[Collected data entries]
=== Begin Enclosure ===

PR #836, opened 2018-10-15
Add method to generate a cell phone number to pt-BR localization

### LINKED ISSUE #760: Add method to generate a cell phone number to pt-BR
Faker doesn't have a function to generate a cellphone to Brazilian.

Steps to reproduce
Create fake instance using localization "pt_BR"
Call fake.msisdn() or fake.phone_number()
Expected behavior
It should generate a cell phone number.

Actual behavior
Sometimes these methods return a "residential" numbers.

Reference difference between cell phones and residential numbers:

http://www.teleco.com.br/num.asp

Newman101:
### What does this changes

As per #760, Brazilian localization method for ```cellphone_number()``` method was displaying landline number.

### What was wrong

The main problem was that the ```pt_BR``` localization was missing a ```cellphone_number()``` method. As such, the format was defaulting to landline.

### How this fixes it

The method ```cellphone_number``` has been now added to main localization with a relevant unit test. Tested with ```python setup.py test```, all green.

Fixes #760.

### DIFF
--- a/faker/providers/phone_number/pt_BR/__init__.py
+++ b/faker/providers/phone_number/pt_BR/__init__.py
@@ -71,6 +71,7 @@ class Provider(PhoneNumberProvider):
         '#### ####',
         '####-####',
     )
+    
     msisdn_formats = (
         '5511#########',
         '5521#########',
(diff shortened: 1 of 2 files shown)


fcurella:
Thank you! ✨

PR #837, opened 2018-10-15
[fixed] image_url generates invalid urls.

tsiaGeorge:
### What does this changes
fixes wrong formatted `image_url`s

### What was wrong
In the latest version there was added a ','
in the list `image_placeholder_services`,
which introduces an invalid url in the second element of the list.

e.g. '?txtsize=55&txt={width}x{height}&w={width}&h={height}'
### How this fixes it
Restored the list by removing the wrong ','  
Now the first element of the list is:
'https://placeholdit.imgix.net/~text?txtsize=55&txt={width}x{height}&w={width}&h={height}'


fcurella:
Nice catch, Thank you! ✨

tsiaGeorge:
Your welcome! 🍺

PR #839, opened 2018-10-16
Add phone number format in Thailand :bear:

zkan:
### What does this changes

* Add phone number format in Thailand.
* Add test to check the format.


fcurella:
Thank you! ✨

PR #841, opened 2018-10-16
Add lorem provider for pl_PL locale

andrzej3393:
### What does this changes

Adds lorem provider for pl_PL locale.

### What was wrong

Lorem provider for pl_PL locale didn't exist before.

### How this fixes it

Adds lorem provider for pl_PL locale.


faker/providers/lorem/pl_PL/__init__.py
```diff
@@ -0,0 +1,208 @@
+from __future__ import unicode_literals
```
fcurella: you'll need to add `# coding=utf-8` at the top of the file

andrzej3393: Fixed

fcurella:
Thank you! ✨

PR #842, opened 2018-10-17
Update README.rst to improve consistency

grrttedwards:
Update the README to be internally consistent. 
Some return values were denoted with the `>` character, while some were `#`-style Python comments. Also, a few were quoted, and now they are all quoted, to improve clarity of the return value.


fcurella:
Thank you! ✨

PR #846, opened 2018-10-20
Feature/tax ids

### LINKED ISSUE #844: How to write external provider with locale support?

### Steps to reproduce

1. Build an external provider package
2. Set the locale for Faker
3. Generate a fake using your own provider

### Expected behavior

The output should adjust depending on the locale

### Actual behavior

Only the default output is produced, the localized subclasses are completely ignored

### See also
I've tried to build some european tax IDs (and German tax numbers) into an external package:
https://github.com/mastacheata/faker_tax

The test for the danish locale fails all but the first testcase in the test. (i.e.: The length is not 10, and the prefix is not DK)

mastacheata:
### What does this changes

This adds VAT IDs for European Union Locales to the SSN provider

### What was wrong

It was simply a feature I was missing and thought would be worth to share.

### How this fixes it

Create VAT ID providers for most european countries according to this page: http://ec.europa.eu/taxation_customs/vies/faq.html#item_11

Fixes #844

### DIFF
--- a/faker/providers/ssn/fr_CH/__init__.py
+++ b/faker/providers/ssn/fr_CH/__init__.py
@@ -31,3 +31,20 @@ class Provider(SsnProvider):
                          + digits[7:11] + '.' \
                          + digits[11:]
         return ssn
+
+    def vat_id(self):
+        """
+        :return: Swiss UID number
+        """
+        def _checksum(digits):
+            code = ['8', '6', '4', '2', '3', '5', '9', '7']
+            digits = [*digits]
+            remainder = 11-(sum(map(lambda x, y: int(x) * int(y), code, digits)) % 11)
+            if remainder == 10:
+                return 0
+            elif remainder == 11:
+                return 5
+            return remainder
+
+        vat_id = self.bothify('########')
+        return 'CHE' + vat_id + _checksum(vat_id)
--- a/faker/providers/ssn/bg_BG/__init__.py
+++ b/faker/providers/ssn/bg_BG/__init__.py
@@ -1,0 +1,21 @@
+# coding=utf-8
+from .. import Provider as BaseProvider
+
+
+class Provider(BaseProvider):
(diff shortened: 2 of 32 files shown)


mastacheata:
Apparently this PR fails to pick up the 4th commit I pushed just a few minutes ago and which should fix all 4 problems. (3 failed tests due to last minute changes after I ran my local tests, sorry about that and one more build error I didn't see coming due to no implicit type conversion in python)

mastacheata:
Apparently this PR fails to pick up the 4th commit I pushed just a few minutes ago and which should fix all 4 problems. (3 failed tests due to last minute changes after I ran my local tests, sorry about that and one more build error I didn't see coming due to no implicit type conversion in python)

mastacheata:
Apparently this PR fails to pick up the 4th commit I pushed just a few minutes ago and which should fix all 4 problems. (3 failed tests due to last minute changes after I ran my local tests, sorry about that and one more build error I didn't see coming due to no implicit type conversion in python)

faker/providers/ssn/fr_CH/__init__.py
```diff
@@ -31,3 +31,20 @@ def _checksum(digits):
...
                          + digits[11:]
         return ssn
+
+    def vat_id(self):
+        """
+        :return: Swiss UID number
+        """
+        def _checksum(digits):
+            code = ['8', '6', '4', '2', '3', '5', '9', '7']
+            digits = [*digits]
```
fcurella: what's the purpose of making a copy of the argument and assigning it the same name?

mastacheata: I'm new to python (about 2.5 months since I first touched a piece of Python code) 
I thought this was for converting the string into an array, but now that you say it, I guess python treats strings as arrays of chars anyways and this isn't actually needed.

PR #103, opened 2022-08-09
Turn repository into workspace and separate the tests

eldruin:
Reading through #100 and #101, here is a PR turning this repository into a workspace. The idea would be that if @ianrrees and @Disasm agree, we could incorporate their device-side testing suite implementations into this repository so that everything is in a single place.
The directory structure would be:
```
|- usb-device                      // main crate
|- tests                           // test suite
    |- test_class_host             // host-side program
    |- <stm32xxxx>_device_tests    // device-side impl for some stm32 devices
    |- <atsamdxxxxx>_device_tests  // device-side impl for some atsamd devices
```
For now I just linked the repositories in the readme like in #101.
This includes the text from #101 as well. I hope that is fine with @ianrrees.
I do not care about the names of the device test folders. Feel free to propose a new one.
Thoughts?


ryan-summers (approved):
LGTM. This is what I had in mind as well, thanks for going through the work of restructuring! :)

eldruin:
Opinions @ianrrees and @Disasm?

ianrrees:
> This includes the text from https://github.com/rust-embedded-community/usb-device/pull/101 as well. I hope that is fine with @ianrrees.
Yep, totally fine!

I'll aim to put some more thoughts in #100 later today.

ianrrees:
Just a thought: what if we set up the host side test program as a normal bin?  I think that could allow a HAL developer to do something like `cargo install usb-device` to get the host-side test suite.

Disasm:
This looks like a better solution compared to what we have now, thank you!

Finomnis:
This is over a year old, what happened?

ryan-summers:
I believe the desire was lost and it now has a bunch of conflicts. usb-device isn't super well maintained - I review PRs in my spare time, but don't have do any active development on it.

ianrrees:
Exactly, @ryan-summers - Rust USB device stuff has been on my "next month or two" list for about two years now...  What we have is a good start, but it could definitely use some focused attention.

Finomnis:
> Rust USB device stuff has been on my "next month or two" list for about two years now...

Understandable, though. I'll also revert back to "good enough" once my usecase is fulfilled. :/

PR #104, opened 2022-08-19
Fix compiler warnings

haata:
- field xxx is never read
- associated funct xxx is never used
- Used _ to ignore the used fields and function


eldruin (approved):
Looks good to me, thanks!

=== End Enclosure ===

→ Your instructions
If a line contains the word "Steps", count it; give the total for the entries above and nothing else.

→ Response below
2